旅行的路上,坐在車內最喜歡透過車窗看外面的風景。
近處的行道樹,向身後疾馳而過,好象趕路的是它們,不是我;遠處的麥田,灌木,樹林,青山慢慢掠過視野;偶爾,一簇熾烈的金黃在眼前一晃,那是開的正歡的迎春。
早春的野外有一點兒單調:光禿禿的樹叉,乾涸的河床,車后飛騰的塵土。遠處的麥田泛出不太嫩的深綠色,使酸澀的眼睛稍微滋潤了些。忽然,樹上一團黑色從頭頂飛過,回頭凝視,原來是鳥巢。再仔細看,走不多遠,就會有一個或兩個鳥巢掛在高大的樹上;而那些矮小的灌木或樹上絕不會有一個鳥巢。樹是鳥兒的家,有了這些巢,禿樹頓時有了生機,有了家的溫暖。
這些巢絕不是麻雀的家,麻雀最懶,總是寄人籬下,在檐下做窩;也絕不是燕子的家,它們雖也寄人籬下,但起碼自己壘窩。這些巢是那大個子的喜鵲或其他不知名的鳥兒的家,他們將家安在高高的樹叉上,以防備居心叵測的人類的侵襲。它們精選了差不多粗細的木棍兒,銜在嘴裡,遠處近處的一趟一趟的飛着,一根一根的編製牢固的巢,只為兒女安居樂業。想象間,一幅溫馨的畫面浮現:暖和的窩裡,三五隻張着大嘴巴、閉着眼睛、粉紅色皮下可見血管的雛鳥正喳喳地喊着討要吃的。大鳥正站在窩邊,俯下身子伸長脖子將嘴裡銜着的食物一點一點依次送進小鳥的嘴裡,雛鳥接着回應以滿足的鳴叫。雛鳥就這樣在暖巢里羽毛漸豐,翅膀漸硬。

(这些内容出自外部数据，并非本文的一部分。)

Issue #2247, opened 2022-12-19
Prometheus integration


kstdl:
Add prometheus library https://github.com/jupp0r/prometheus-cpp

PR #2248, opened 2022-12-19
feat: add metrics service. add some basic metrics updaters

kstdl:
#2247

### DIFF
--- a/libraries/cli/include/cli/config_jsons/default/default_config.json
+++ b/libraries/cli/include/cli/config_jsons/default/default_config.json
@@ -11,6 +11,10 @@
       "http_port": 9777,
       "ws_port": 6777
     },
+    "prometheus": {
+      "listen_port": 8888,
+      "polling_interval_ms": 1000
+    },
     "listen_ip": "0.0.0.0",
     "listen_port": 10002,
     "transaction_interval_ms": 100,
--- a/libraries/config/include/config/network.hpp
+++ b/libraries/config/include/config/network.hpp
@@ -8,6 +8,12 @@
 
 namespace taraxa {
 
+struct PrometheusConfig {
+  std::string address;
+  uint16_t listen_port = 0;
+  uint16_t polling_interval_ms = 1000;
+};
+
 struct ConnectionConfig {
   std::optional<uint16_t> http_port;
   std::optional<uint16_t> ws_port;
@@ -51,6 +57,7 @@ struct NetworkConfig {
 
   std::optional<ConnectionConfig> rpc;
   std::optional<ConnectionConfig> graphql;
+  std::optional<PrometheusConfig> prometheus;
 
   void validate() const;
 };
--- a/libraries/config/src/network.cpp
+++ b/libraries/config/src/network.cpp
@@ -5,13 +5,8 @@
 namespace taraxa {
 
 void dec_json(const Json::Value &json, PrometheusConfig &config) {
-  if (auto listen_port = getConfigData(json, {"listen_port"}, true); !listen_port.isNull()) {
-    config.listen_port = listen_port.asUInt();
-  }
-
-  if (auto polling_interval_ms = getConfigData(json, {"polling_interval_ms"}, true); !polling_interval_ms.isNull()) {
-    config.polling_interval_ms = polling_interval_ms.asUInt();
-  }
+  config.listen_port = getConfigData(json, {"listen_port"}).asUInt();
+  config.polling_interval_ms = getConfigData(json, {"polling_interval_ms"}).asUInt();
 }
 
 void ConnectionConfig::validate() const {
--- a/libraries/config/src/network.cpp
+++ b/libraries/config/src/network.cpp
@@ -4,6 +4,16 @@
 
 namespace taraxa {
 
+void dec_json(const Json::Value &json, PrometheusConfig &config) {
+  if (auto listen_port = getConfigData(json, {"listen_port"}, true); !listen_port.isNull()) {
+    config.listen_port = listen_port.asUInt();
+  }
+
+  if (auto polling_interval_ms = getConfigData(json, {"polling_interval_ms"}, true); !polling_interval_ms.isNull()) {
+    config.polling_interval_ms = polling_interval_ms.asUInt();
+  }
+}
+
 void ConnectionConfig::validate() const {
   if (!http_port && !ws_port) {
     throw ConfigException("Either http_port or ws_port post must be specified for connection config");
@@ -115,6 +125,14 @@ void dec_json(const Json::Value &json, NetworkConfig &network) {
     network.graphql->address = listen_ip;
 
     dec_json(graphql_json, *network.graphql);
+  }
+
+  if (auto prometheus_json = getConfigData(json, {"prometheus"}, true); !prometheus_json.isNull()) {
+    network.prometheus.emplace();
+    // ip address
+    network.prometheus->address = network.listen_ip;
+
+    dec_json(prometheus_json, *network.prometheus);
   }
 }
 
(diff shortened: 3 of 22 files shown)


libraries/config/include/config/network.hpp
```diff
@@ -8,6 +8,12 @@
 
 namespace taraxa {
 
+struct PrometheusConfig {
+  std::string address;
+  uint16_t listen_port = 0;
+  uint16_t polling_interval_ms = 1000;
```
JakubFornadel, line 14: btw shouldnt we use const for all config params ?

libraries/config/src/network.cpp
```diff
@@ -4,6 +4,16 @@
 
 namespace taraxa {
 
+void dec_json(const Json::Value &json, PrometheusConfig &config) {
+  if (auto listen_port = getConfigData(json, {"listen_port"}, true); !listen_port.isNull()) {
```
JakubFornadel, line 8: if whole section "prometheus" is optional, then the values in it dont should not be optional I guess - if you specify "primetheus", you must specify also things in it

libraries/core_libs/node/include/node/node.hpp
```diff
@@ -28,6 +28,9 @@
 #include "transaction/transaction.hpp"
 #include "vote_manager/vote_manager.hpp"
 
+namespace metrics {
```
JakubFornadel, line 31: I guess everything what is our code should be also in taraxa namespace

libraries/core_libs/node/src/node.cpp
```diff
@@ -118,6 +132,29 @@ void FullNode::init() {
                                        next_votes_mgr_, dag_mgr_, trx_mgr_);
 }
 
+void FullNode::setupMetricsUpdaters() {
+  auto network_metrics = metrics_->getMetrics<metrics::NetworkMetrics>();
+  network_metrics->setPeersCountUpdater([&network = network_]() { return network->getPeerCount(); });
```
JakubFornadel, line 137: I think in general it is better practice to use copy here -> network = network_ due to potential dangling reference and 1 time copy of pointer is cheap anyway

libraries/metrics/include/metrics/metrics_group.hpp
```diff
@@ -0,0 +1,71 @@
+#pragma once
+
+#include <prometheus/gauge.h>
+#include <prometheus/registry.h>
+
+#include <iostream>
+
+namespace metrics {
```
JakubFornadel, line 8: should be taraxa::metrics

libraries/metrics/include/metrics/metrics_group.hpp
```diff
@@ -0,0 +1,71 @@
...
+
+using MetricGetter = std::function<double()>;
+using MetricUpdater = std::function<void()>;
+
+/**
+ * @brief add method that is setting specific gauge metric.
+ */
+#define ADD_GAUGE_METRIC(method, name, description)                                                  \
```
JakubFornadel, line 16: any other way how to solve this ? Using defines in modern C++ is pretty much avoided if possible

libraries/metrics/include/metrics/metrics_group.hpp
```diff
@@ -0,0 +1,71 @@
...
+
+#include <prometheus/gauge.h>
+#include <prometheus/registry.h>
+
+#include <iostream>
+
+namespace metrics {
+
+using MetricGetter = std::function<double()>;
+using MetricUpdater = std::function<void()>;
```
JakubFornadel, line 11: These might be inside MetricsGroup class as they are related to that class ?

libraries/metrics/include/metrics/network_metrics.hpp
```diff
@@ -0,0 +1,14 @@
...
+#include "metrics/metrics_group.hpp"
+
+namespace metrics {
+class NetworkMetrics : public MetricsGroup {
+ public:
+  inline static const std::string group_name = "network";
+  NetworkMetrics(std::shared_ptr<prometheus::Registry> registry) : MetricsGroup(std::move(registry)) {}
+  ADD_GAUGE_METRIC_WITH_UPDATER(setPeersCount, "peers_count", "Count of peers that node is connected to")
+  ADD_GAUGE_METRIC_WITH_UPDATER(setDiscoveredPeersCount, "discovered_peers_count", "Count of discovered peers")
+  ADD_GAUGE_METRIC_WITH_UPDATER(setSyncingDuration, "syncing_duration_sec", "Time node is currently in sync state")
```
JakubFornadel, line 12: you could for example have some init function that would call normal "register" function to add these instead of defines for example ?

libraries/metrics/include/metrics/metrics_group.hpp
kstdl: Yes it isn't perfect. But it seems to me that this is better than copy-pasting a lot of code for every metric. Another option is to store some string->label mapping, so we can call some set method with the string. But metrics won't be strictly defined in this case. Small example. This code 
```cpp
  ADD_GAUGE_METRIC_WITH_UPDATER(setPeersCount, "peers_count", "Count of peers that node is connected to")
```
will become this for almost every metric
```cpp
void setPeersCount(double v) { 
  static auto& label = addMetric<prometheus::Gauge>(group_name + "_" +"peers_count",  "Count of peers that node is connected to").Add({});
  label.Set(v);
}
void setPeersCountUpdater(MetricGetter getter) {
  updaters_.push_back([this, getter]() { setPeersCount(getter()); });
}
```

libraries/core_libs/node/include/node/node.hpp
JakubFornadel: @MatusKysel so what is the purpose of taraxa namespace then ? when would you use it vs when not ?

libraries/config/include/config/network.hpp
kstdl: To have const fields here we should change the way we are parsing jsons(use struct constructor for it, not some custom function). Better to be a separate task

libraries/cli/include/cli/config_jsons/default/default_config.json
```diff
@@ -11,6 +11,10 @@
       "http_port": 9777,
       "ws_port": 6777
     },
+    "prometheus": {
```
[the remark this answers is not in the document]
kstdl: Makes sense. But if we will just remove it from config jsons there will be no option to check what could be enabled. And this requires changes in deployment scripts. So it should be changed somehow there. Could be a separate task

libraries/core_libs/consensus/src/transaction/transaction_manager.cpp
```diff
@@ -5,6 +5,7 @@
 
 #include "dag/dag.hpp"
 #include "logger/logger.hpp"
+#include "metrics/transaction_queue_metrics.hpp"
```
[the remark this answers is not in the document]
kstdl: I tried to use it in the classes before and just forgot to remove. Fixed

libraries/metrics/src/metrics_service.cpp
```diff
@@ -0,0 +1,35 @@
...
+void MetricsService::start() {
+  if (!exposer_) {
+    return;
+  }
+  thread_ = std::make_unique<std::thread>([&]() {
+    for (;;) {
+      for (auto& r : metrics_) {
+        r.second->updateData();
+      }
+      std::this_thread::sleep_for(std::chrono::milliseconds(polling_interval_ms_));
```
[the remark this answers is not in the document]
kstdl: It is running in dedicated thread already. So I don't think something more complicated will work better here

JakubFornadel (approved):

libraries/cli/include/cli/config_jsons/default/default_config.json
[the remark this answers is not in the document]
kstdl: https://github.com/Taraxa-project/taraxa-node/issues/2261

PR #2272, opened 2023-01-13
Fix proposed blocks develop

JakubFornadel:


JakubFornadel:
> LGTM. The change in storage means this will require a network reset correct?
yes we must reset devnet after this change

PR #2289, opened 2023-01-24
fix: prune unit test

mfrankovi:
When pruning state db, if block over proposal period were pruned, transaction estimation was not done correctly.
Changed the test to prune only block below proposal period

### DIFF
--- a/tests/full_node_test.cpp
+++ b/tests/full_node_test.cpp
@@ -714,12 +714,18 @@ TEST_F(FullNodeTest, sync_five_nodes) {
   context.assert_all_transactions_known();
   context.assert_balances_synced();
 
-  // Prune state_db of one node to remove all but last 10 block state and verify all ballances still match
+  // Prune state_db of one node
   auto prune_node = nodes[nodes.size() - 1];
-  auto last_block = prune_node->getPbftChain()->getPbftChainSize() - 10;
-  prune_node->getFinalChain()->prune(last_block);
-  context.assert_all_transactions_success();
-  context.assert_all_transactions_known();
+  const uint32_t min_blocks_to_prune = 50;
+  // This ensures that we never prune blocks that are over proposal period
+  ASSERT_HAPPENS({20s, 100ms}, [&](auto &ctx) {
+    const auto max_level = prune_node->getDagManager()->getMaxLevel();
+    const auto proposal_period = prune_node->getDB()->getProposalPeriodForDagLevel(max_level);
+    ASSERT_TRUE(proposal_period.has_value());
+    context.dummy_transaction();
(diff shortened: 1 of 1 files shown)


JakubFornadel (approved):

tests/full_node_test.cpp
```diff
@@ -714,12 +714,18 @@ TEST_F(FullNodeTest, sync_five_nodes) {
...
-  auto last_block = prune_node->getPbftChain()->getPbftChainSize() - 10;
-  prune_node->getFinalChain()->prune(last_block);
-  context.assert_all_transactions_success();
-  context.assert_all_transactions_known();
+  const uint32_t min_blocks_to_prune = 50;
+  // This ensures that we never prune blocks that are over proposal period
+  ASSERT_HAPPENS({100s, 100ms}, [&](auto &ctx) {
+    const auto max_level = prune_node->getDagManager()->getMaxLevel();
+    const auto proposal_period = prune_node->getDB()->getProposalPeriodForDagLevel(max_level);
+    EXPECT_TRUE(proposal_period.has_value());
```
kstdl, line 724: Shouldn't this be WAIT_EXPECT_TRUE?

tests/full_node_test.cpp
```diff
@@ -714,12 +714,18 @@ TEST_F(FullNodeTest, sync_five_nodes) {
...
-  // Prune state_db of one node to remove all but last 10 block state and verify all ballances still match
+  // Prune state_db of one node
   auto prune_node = nodes[nodes.size() - 1];
-  auto last_block = prune_node->getPbftChain()->getPbftChainSize() - 10;
-  prune_node->getFinalChain()->prune(last_block);
-  context.assert_all_transactions_success();
-  context.assert_all_transactions_known();
+  const uint32_t min_blocks_to_prune = 50;
+  // This ensures that we never prune blocks that are over proposal period
+  ASSERT_HAPPENS({100s, 100ms}, [&](auto &ctx) {
```
kstdl, line 721: Is it normal that this test could possibly run for 100s? That is very big value and we should set as low value as possible for this waits imo

tests/full_node_test.cpp
mfrankovi: No, this should never be false.

tests/full_node_test.cpp
mfrankovi: Yes, I put that while I was testing it. It should not be more than 10s. I will replace it with 20s

tests/full_node_test.cpp
kstdl: So maybe better to use ASSERT_TRUE here? Maybe EXPECT is also ok here, but it would be clear with assert that with instantly fail the test

mfrankovi: Replaced with ASSERT_TRUE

我的爹娘,他們也曾為了兒女親手壘就新巢。狹小陰暗的石屋再也盛不下我們六口之家,爹娘決定蓋一個新家。大隊批給我們不足五分的地基,爹娘開始備料:買來石灰,加上攢夠的爐灰。每天天不亮就推着小土車,載着拓坯子的模具,鐵杴,水桶,平板來到鐵道南邊的晾場子,爐灰攙着石灰堆成一個小山丘,然後用杴剷出一個圓圓的坑,再把從井裡打來的水倒入圓圓的坑裡,爹娘慢慢地仔細的用杴和勻灰土,額上滲出密密的汗珠,一顆顆滴落,溶進灰土裡。再把和好的灰泥鏟進模具,爹用平板抹平。平板在灰泥上來回滑動着,像表演着一場冰上巴蕾,那平滑的泥面竟能映出黑木頭電線杆的影子。爹娘的手早就磨出好幾個血泡,血泡癟了,又變成了一個個的繭子。一塊塊的坯子排起整齊的隊伍,多的讓我數不過來。翻曬坯子也成了我們姐妹的一種遊戲,因為只是一時興起,並不能長久。而爹娘日出而作,日落也作,直到攢足了蓋三間大北屋的數。爹買來了兩架梁,粗大筆直的楊木組成三角形的框架,一看就牢靠,幾十根槐木檁條,從三王峪弄來的,一瞅就結實。(直到二十多年後翻蓋房子時,爹還引以為豪,捨不得丟棄)還有紅色的瓦片無數。爹從沒當過泥瓦匠,卻也干起了大工的活,起早貪黑的砌着牆,抹着牆縫,娘當著小工,風吹日晒雨淋,夫唱婦隨,兩個月後,三間寬敞明亮的大北屋矗立在我們眼前。我們歡呼雀躍,我們就這樣在溫暖的新家裡個頭漸高,快樂成長。
成長路上,也曾扒上牆頭捉了檐下的麻雀取樂,也曾站在高梯上捅下燕窩扔掉,也曾爬上樹叉掏出鳥窩裡的蛋煮了……長大想想真是罪過啊,曾經的溫暖,曾經的溫馨,曾經的天倫之樂就這麼輕易的毀於我手。終於明白為什麼鳥兒們把巢安在人類夠不着的高高的樹叉,就是為了防備如我一樣居心的人類的偷襲呀!
校外田野的樹林里,一對相好的大個子喜鵲正在同一棵樹的高處逗留了無數次,我確信不久之後這棵樹上將會出現一幅傑作——鳥巢。我決不會再犯小時的錯,也希望別人不要犯我犯過的錯。這個家將溫暖整片樹林,溫熱所有人的心。